**Assignment**: Identify every line in the records below that contains the word "constexpr", and copy each of those lines.

**Exercise inputs**:
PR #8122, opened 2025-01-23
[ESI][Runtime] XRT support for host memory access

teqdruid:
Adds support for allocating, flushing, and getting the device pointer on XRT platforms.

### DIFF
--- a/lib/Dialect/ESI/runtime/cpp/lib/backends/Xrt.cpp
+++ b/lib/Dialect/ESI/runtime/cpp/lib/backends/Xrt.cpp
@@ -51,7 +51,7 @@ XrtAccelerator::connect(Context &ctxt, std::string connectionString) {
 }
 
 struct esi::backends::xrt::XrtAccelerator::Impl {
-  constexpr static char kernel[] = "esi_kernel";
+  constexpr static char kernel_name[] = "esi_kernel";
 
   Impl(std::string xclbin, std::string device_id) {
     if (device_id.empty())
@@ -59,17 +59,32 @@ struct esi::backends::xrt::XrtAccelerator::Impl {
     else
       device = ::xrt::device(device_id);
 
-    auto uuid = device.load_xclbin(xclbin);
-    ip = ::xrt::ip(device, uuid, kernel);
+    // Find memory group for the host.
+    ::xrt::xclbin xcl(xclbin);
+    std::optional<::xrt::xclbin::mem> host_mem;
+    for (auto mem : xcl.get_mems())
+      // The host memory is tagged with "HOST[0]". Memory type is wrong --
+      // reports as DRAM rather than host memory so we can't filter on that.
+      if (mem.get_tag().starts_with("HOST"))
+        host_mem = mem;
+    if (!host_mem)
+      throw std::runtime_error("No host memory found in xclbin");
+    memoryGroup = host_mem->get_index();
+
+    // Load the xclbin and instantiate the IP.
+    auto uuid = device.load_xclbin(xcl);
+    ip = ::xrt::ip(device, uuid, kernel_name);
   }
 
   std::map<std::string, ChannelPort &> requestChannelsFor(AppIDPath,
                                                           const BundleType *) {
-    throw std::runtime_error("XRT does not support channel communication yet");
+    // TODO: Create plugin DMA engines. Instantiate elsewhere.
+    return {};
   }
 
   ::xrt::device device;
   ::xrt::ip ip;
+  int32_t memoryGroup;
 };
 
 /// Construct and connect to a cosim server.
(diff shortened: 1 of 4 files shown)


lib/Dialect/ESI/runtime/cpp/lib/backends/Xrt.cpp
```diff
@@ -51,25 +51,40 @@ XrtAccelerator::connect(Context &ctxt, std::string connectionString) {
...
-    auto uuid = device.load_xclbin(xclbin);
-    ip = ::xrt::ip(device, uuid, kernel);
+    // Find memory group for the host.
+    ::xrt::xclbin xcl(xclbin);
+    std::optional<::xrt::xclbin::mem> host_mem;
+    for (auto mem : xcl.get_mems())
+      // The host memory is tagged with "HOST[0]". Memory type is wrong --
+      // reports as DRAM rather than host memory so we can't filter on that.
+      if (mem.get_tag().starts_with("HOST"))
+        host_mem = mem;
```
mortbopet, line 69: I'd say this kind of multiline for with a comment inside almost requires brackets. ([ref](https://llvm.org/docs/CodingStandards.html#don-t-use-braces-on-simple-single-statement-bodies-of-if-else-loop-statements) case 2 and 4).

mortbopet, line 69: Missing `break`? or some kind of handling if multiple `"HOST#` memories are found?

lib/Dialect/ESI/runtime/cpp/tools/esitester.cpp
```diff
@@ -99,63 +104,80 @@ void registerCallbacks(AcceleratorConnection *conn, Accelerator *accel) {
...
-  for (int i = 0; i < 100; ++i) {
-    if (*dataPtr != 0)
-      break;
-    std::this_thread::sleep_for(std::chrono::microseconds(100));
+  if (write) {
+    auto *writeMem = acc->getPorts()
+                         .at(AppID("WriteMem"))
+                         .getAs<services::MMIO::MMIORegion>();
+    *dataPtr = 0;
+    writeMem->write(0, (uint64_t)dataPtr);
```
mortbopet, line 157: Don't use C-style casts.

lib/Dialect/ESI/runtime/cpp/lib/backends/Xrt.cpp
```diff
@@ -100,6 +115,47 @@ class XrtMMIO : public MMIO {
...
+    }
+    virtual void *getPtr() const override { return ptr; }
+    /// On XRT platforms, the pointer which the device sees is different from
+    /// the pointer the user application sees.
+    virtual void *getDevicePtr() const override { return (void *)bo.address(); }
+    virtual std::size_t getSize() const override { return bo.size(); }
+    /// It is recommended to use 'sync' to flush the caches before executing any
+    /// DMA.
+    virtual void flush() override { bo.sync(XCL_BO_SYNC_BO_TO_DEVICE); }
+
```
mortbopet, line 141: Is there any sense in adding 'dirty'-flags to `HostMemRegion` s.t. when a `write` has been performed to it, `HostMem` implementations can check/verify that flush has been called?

**Solution**:
-  constexpr static char kernel[] = "esi_kernel";
+  constexpr static char kernel_name[] = "esi_kernel";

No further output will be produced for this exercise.